* TASK BRIEF *
Select from the data all lines with the word "people".

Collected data
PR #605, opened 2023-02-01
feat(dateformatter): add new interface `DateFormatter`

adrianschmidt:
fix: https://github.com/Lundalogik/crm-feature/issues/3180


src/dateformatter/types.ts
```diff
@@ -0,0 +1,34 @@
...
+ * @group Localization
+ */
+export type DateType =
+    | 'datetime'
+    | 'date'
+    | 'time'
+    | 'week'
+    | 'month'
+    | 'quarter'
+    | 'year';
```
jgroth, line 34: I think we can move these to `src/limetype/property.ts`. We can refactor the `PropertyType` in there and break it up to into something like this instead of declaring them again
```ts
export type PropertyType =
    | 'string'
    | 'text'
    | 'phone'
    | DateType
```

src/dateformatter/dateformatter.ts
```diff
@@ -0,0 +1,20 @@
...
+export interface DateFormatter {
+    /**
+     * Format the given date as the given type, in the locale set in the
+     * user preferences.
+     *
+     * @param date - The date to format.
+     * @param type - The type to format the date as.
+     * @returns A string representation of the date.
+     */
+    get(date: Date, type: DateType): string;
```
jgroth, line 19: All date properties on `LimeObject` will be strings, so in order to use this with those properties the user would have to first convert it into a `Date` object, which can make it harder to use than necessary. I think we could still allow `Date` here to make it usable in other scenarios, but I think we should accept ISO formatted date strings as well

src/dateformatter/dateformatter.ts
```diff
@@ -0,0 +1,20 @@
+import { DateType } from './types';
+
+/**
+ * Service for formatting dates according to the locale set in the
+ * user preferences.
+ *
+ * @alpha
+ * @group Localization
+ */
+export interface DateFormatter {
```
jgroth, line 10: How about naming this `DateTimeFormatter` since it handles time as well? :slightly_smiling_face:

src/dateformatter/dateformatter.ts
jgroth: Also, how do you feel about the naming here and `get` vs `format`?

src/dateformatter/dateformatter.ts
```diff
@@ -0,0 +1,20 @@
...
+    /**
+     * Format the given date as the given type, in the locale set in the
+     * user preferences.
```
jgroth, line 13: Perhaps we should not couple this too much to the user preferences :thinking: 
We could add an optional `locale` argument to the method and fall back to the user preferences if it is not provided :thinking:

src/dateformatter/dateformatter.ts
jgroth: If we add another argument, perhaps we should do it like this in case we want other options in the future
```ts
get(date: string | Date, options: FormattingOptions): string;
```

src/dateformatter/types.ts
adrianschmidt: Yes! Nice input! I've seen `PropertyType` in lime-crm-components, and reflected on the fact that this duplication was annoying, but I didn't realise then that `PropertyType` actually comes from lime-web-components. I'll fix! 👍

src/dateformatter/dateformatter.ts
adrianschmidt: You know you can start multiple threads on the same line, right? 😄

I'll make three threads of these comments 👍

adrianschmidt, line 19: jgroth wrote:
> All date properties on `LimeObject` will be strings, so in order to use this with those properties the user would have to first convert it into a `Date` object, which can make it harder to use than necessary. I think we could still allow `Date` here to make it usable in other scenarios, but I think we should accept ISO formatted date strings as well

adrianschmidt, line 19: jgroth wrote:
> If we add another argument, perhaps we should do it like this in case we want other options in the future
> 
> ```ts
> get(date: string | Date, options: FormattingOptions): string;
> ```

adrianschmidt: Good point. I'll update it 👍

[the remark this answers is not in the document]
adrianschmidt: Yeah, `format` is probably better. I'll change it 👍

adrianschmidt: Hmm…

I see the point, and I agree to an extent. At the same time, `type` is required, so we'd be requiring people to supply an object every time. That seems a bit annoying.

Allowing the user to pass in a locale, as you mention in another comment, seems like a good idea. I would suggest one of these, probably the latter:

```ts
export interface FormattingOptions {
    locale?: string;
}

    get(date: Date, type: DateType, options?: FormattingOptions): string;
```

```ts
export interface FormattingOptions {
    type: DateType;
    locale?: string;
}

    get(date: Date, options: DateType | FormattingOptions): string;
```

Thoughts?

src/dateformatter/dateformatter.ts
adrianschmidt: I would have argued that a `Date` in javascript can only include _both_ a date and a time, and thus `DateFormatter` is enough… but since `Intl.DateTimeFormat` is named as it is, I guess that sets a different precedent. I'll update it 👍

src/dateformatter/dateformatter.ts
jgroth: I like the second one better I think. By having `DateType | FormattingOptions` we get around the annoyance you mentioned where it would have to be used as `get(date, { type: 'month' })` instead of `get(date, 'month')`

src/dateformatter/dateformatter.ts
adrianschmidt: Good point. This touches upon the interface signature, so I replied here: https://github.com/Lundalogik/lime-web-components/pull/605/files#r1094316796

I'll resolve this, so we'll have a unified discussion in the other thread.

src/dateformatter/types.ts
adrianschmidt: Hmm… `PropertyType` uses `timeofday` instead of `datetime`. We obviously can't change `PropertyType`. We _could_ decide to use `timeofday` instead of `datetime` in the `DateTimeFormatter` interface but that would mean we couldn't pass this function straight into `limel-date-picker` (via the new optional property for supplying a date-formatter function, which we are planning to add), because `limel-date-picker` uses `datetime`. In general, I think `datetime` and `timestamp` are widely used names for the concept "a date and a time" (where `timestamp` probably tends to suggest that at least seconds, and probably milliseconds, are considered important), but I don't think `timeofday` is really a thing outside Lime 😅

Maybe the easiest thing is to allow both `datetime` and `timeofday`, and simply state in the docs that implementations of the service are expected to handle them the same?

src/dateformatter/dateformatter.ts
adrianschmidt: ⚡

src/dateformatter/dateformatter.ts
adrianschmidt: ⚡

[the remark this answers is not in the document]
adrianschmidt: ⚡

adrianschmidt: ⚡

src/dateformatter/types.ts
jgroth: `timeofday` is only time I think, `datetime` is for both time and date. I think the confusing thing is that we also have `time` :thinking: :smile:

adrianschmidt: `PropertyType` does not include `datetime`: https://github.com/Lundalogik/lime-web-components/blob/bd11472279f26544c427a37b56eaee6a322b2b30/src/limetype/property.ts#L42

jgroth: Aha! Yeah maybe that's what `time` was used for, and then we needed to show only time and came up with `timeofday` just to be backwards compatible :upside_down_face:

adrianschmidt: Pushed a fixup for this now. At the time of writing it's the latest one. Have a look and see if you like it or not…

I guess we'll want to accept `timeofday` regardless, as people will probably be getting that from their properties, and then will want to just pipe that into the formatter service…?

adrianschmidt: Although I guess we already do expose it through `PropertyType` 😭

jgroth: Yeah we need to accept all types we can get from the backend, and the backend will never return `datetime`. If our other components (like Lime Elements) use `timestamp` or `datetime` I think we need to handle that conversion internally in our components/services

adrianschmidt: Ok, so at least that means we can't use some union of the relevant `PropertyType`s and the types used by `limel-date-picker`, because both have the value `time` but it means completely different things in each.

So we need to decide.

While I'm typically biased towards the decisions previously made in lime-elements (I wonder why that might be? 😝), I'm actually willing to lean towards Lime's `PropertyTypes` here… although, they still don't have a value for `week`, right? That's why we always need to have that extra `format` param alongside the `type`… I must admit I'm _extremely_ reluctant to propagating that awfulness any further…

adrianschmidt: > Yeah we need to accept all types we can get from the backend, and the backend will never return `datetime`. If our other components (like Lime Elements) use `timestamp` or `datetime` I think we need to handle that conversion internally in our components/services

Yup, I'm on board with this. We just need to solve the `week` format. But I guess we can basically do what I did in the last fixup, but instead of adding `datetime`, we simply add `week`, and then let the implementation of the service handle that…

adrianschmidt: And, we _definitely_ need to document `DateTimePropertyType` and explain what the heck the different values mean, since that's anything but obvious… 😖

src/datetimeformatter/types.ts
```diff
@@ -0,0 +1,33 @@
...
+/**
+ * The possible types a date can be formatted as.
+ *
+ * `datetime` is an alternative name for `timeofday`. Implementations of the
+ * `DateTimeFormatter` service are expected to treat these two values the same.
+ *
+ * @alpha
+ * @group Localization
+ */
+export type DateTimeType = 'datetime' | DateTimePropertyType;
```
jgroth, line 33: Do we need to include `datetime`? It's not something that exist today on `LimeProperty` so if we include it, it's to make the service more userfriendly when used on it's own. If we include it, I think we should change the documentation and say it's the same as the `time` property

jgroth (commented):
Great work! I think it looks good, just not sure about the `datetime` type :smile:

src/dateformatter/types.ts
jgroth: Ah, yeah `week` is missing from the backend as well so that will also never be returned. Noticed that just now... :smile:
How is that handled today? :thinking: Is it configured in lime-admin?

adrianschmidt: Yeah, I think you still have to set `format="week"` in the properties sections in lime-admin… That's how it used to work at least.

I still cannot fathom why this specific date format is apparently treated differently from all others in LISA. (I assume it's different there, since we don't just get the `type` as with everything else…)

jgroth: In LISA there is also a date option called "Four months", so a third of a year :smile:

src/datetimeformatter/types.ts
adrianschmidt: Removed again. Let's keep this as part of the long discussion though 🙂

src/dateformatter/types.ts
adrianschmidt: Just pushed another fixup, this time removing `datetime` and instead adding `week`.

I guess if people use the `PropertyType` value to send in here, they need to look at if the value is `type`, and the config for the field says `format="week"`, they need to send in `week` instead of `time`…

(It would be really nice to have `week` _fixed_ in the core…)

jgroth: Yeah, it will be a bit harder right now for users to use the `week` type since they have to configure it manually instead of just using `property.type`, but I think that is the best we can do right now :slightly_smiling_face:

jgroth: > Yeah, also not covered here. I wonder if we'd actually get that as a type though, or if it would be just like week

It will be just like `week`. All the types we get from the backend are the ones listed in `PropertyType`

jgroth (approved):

* ANSWER SPACE *
I see the point, and I agree to an extent. At the same time, `type` is required, so we'd be requiring people to supply an object every time. That seems a bit annoying.
I guess we'll want to accept `timeofday` regardless, as people will probably be getting that from their properties, and then will want to just pipe that into the formatter service…?
I guess if people use the `PropertyType` value to send in here, they need to look at if the value is `type`, and the config for the field says `format="week"`, they need to send in `week` instead of `time`…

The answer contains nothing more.